PR #20, opened 2026-05-18
feat(chat): multi-turn chat with frozen-session chart in stable prefix

pmanko:
## Summary

Adds a server-side multi-turn chat path to chartsearchai so the AI panel can carry conversation context across turns. Existing `/search` endpoints stay single-shot and unchanged; `/chat` is new.

The design follows the prompt-cache rule that Anthropic, OpenAI, and llama.cpp all converge on in their caching docs: **static content at the top of the prompt, variable content at the end.** The patient chart is the large per-session static block, so it lives in a stable prefix (byte-identical every turn of a session) rather than the variable tail:

```
[ system,
  user(chart envelope — frozen on session create),
  ...prior user/assistant pairs...,
  user(current question) ]
```

A naive design that puts the chart in the current-user message would both miss the cache on every turn AND would force priors to be stripped of the chart to avoid duplication, which breaks the LLM's view of the conversation. This shape avoids both failure modes — verified against LM Studio (`cache_prompt=true`): turn 3's "how many medications did you list?" answered "11" only by reading turn 1's assistant message, with backend logs showing priors flowing and `chart_chars` byte-stable across turns.

## What's new

**Schema** (two changesets — kept separate for already-deployed downstream instances):
- `chartsearchai-007`: `chartsearchai_chat_session` + `chartsearchai_chat_message` tables. Per-`(patient, user)` thread header; ordered turns with `parent_message_id` + `is_summary` reserved for future branching / summarization; assistant rows link back to the existing `chartsearchai_audit_log` via `audit_log_id`.
- `chartsearchai-008`: `chart_snapshot` + `chart_mappings_json` + `chart_built_at` columns on `chat_session`. Chart is built once on session create (or first `chat()` call on legacy sessions) and replayed verbatim every subsequent turn.

**REST**:
- `POST /ws/rest/v1/chartsearchai/chat` — sync, body `{patient, session?, question}`; returns `{answer, references, session, messageId}`.
- `POST /chat/stream` — SSE variant; emits `X-ChartSearchAi-Session` response header before the stream opens so SPA clients can pin subsequent posts to the same conversation.
- `POST /chat/new?patient=...` — closes current active session, opens fresh one (clinician's "New chat" affordance).
- `GET /chat?patient=...` — hydrate the SPA on mount; returns the active session uuid + ordered message list.

**Code**:
- `ChartBuildingStrategy.buildChartUnfiltered(Patient)` — full chart, bypasses `chartsearchai.embedding.preFilter`. Pre-filter remains the right behavior for `/search` single-shot, but in chat the per-question chart variation would break the prefix-cache contract.
- `LlmInferenceService.buildSessionChart(Patient)` produces the LLM-ready envelope ChatService stores on the session row.
- `LlmInferenceService.chat / chatStreaming` take `chartEnvelope` + `mappings` parameters (sourced from `chat_session.chart_snapshot` / `chart_mappings_json`). No per-turn build.
- `ChatMessages.assembleChat` builds the four-section message array with drop-oldest pair trim on the conversation tail only (chart + system reserved up front along with a response budget).
- `LlmEngine` gains `infer(ArrayNode, int)` / `inferStreaming` overloads for prebuilt messages; existing `(systemPrompt, userMessage)` forms delegate so the search path is unchanged.
- `AuditLogPurgeTask` extended to purge `chartsearchai_chat_message` rows older than the new `chartsearchai.chat.retentionDays` GP (default 90).

**Config (new global properties)**:
- `chartsearchai.chat.maxContextTokens` (default 30000). Caps the assembled prompt. The default suits typical chartsearchai deployments using LARGE-context models (default `chartsearchai.llm.contextSize` is already 32768). A too-small value here is a silent footgun — javadoc on the constant documents the failure mode.
- `chartsearchai.chat.retentionDays` (default 90). Clinical-utility retention for chat content; separate from the audit-of-record (`chartsearchai_audit_log`).

## Trade-off

Chat sessions don't pick up new lab results mid-session — the chart snapshot is frozen until the clinician clicks "New chat". This is the deliberate cost of cache-eligibility, and matches the user-facing model (opening a new chat = a fresh context view). Documented in the `ChatService.openOrLoadActiveSession` / `populateChartSnapshot` Javadocs.

## Tests

- `MessagesArrayShapeTest` (7 cases) covers:
  - empty priors → 3-message shape
  - priors sit between chart and current question
  - **first-two-messages byte-identical across turns** (the load-bearing cache-hit invariant)
  - chart never leaks into prior content
  - system always at index 0 even under tight budget
  - drop-oldest pair trim respects budget + response reserve
- RED verified by stubbing `assembleChat` to single-shot — 7/7 fail including the byte-identity test. GREEN restored.
- Full api suite stays at 463 pass.

## Test plan

- [ ] Liquibase changesets 007 + 008 run cleanly against a fresh DB
- [ ] `POST /chat` with no session uuid → creates session, persists user + assistant rows, returns session uuid
- [ ] `POST /chat` with existing session uuid → reuses session, replays priors
- [ ] `POST /chat/stream` emits `X-ChartSearchAi-Session` header before SSE body
- [ ] `GET /chat?patient=` hydrates an existing session
- [ ] `POST /chat/new` closes current session (`status='closed'`, `ended_at` set), opens fresh
- [ ] `AuditLogPurgeTask` purges chat-history rows past retention without affecting audit log rows
- [ ] Multi-turn referential question (e.g. "how many medications did you list?") returns a number derived from the prior assistant turn — proves priors reach the LLM
- [ ] `chart_chars` log line shows byte-stable count across turns of one session — proves prefix-cache eligibility

## Added — refresh chart snapshot (a89b33d)

`POST /chat/refresh-chart` rebuilds the frozen chart snapshot for the active session — picking up clinical data entered since it opened — **without** clearing the transcript (the deliberate counterpart to `/chat/new`). `GET /chat` now also returns `chartBuiltAt` so the SPA can offer "refresh" vs "new chat". Rebuilding changes the chart bytes, invalidating the session prefix cache — the explicit price of freshness. Covered by `ChatServiceRefreshTest` (real ChatService + ChatDAO + a real patient, no mocks).

### DIFF
--- a/api/src/main/java/org/openmrs/module/chartsearchai/ChartSearchAiConstants.java
+++ b/api/src/main/java/org/openmrs/module/chartsearchai/ChartSearchAiConstants.java
@@ -239,6 +239,28 @@ public class ChartSearchAiConstants {
 
 	public static final int DEFAULT_AUDIT_LOG_RETENTION_DAYS = 90;
 
+	public static final String GP_CHAT_MAX_CONTEXT_TOKENS = "chartsearchai.chat.maxContextTokens";
+
+	/**
+	 * Default budget for the multi-turn prompt assembly ({@code system} + prior
+	 * turns + current user message with the patient chart). The chart alone is
+	 * routinely ~10K tokens for a real patient, so this default has to be sized
+	 * to the operator's configured {@link #GP_LLM_CONTEXT_SIZE} (default 32768)
+	 * minus the LLM's expected response width
+	 * ({@link #DEFAULT_LLM_MAX_OUTPUT_TOKENS}, default 1024) and some headroom.
+	 *
+	 * <p>A too-small value here is a silent footgun: {@code ChatMessages.fromTurns}
+	 * drops every prior turn when the chart already exceeds the budget, so every
+	 * "chat" turn becomes effectively single-shot and the assistant ignores the
+	 * conversation. Set this to a small value only when running against a
+	 * deliberately tiny model context.
+	 */
+	public static final int DEFAULT_CHAT_MAX_CONTEXT_TOKENS = 30000;
+
+	public static final String GP_CHAT_RETENTION_DAYS = "chartsearchai.chat.retentionDays";
+
+	public static final int DEFAULT_CHAT_RETENTION_DAYS = 90;
+
 	public static final String GP_LLM_ENGINE = "chartsearchai.llm.engine";
 
 	public static final String LLM_ENGINE_LOCAL = "local";
--- a/api/src/main/java/org/openmrs/module/chartsearchai/api/AuditLogPurgeTask.java
+++ b/api/src/main/java/org/openmrs/module/chartsearchai/api/AuditLogPurgeTask.java
@@ -14,6 +14,7 @@ import java.util.Date;
 import org.openmrs.api.context.Context;
 import org.openmrs.module.chartsearchai.ChartSearchAiConstants;
 import org.openmrs.module.chartsearchai.api.AuditLogService;
+import org.openmrs.module.chartsearchai.api.db.ChatDAO;
 import org.openmrs.scheduler.tasks.AbstractTask;
 import org.slf4j.Logger;
 import org.slf4j.LoggerFactory;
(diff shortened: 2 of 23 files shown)


dkayiwa:
There is real product thinking here, and multi-turn chat is a genuine gap (nothing on main handles follow-up questions). I am closing it anyway, for reasons that are about the design's central premise and about what main now requires of every answer path.

The frozen-chart premise is superseded. Main gets the same KV-cache reuse without freezing anything: LlmProvider.buildUserMessage keeps the records section byte-identical across queries for the same patient (the byte-prefix contract is documented at LlmProvider.java lines 638-654; a warmup with an empty question produces a byte-prefix of every real query), and freshness stays event-driven, because ChartSearchEventListener routes chart writes through IndexingHelper.onChartWrite, which invalidates cached answers and re-pins the prewarmed KV (#70, #71). The frozen chart_snapshot gives that up. I searched this PR's full diff and there is no write-driven invalidation for sessions, only the manual /chat/refresh-chart and /chat/new endpoints. Merged as-is, a lab result written mid-session is silently invisible to every later turn of that conversation. For a clinical tool that is the worst kind of wrong: no error, a plausible answer, stale data.

Safety parity would also break the moment this lands. The full diff contains zero references to CitationGroundingVerifier, DrugSafetyValidator or DrugReferenceInjector (all landed after this was cut, and all now run on the /search path). So /chat answers would be ungrounded and drug-safety-unchecked while /search answers are checked, an inconsistency clinicians cannot see.

Mechanically it no longer fits either: buildChartUnfiltered calls chartSerializer.serialize(patient) against ChartBuildingStrategy fields that were removed in the querystore migration, and GitHub reports the branch conflicting.

Recording what I want to keep from this design for when chat is prioritized: the session/message schema (ordinal-ordered messages, the audit_log_id bridge, finish_reason for aborted streams), the drop-oldest-pair trimming with a response-token reserve in assembleChat, the LlmEngine messages-array overloads, the X-ChartSearchAi-Session SSE header, and a chat retention purge separate from the audit log. A fresh design should sit on per-question retrieval plus the existing prefix-cache machinery, with grounding and drug safety on the chat path from day one.

pmanko:
Closing as superseded by #157, which rebuilds multi-turn chat as ConversationService / ClinicalConversation with /chat/new, GET /chat and /chat/stream, persisted per provider. The frozen-session chart in a stable prompt prefix is not carried: prompt-prefix reuse is deferred in the dual-provider roadmap and would return as its own change.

TASK TO COMPLETE → Only the lines that contain the word "closes" should be copied from the material.

FINISHED TASK →
- `POST /chat/new?patient=...` — closes current active session, opens fresh one (clinician's "New chat" affordance).
- [ ] `POST /chat/new` closes current session (`status='closed'`, `ended_at` set), opens fresh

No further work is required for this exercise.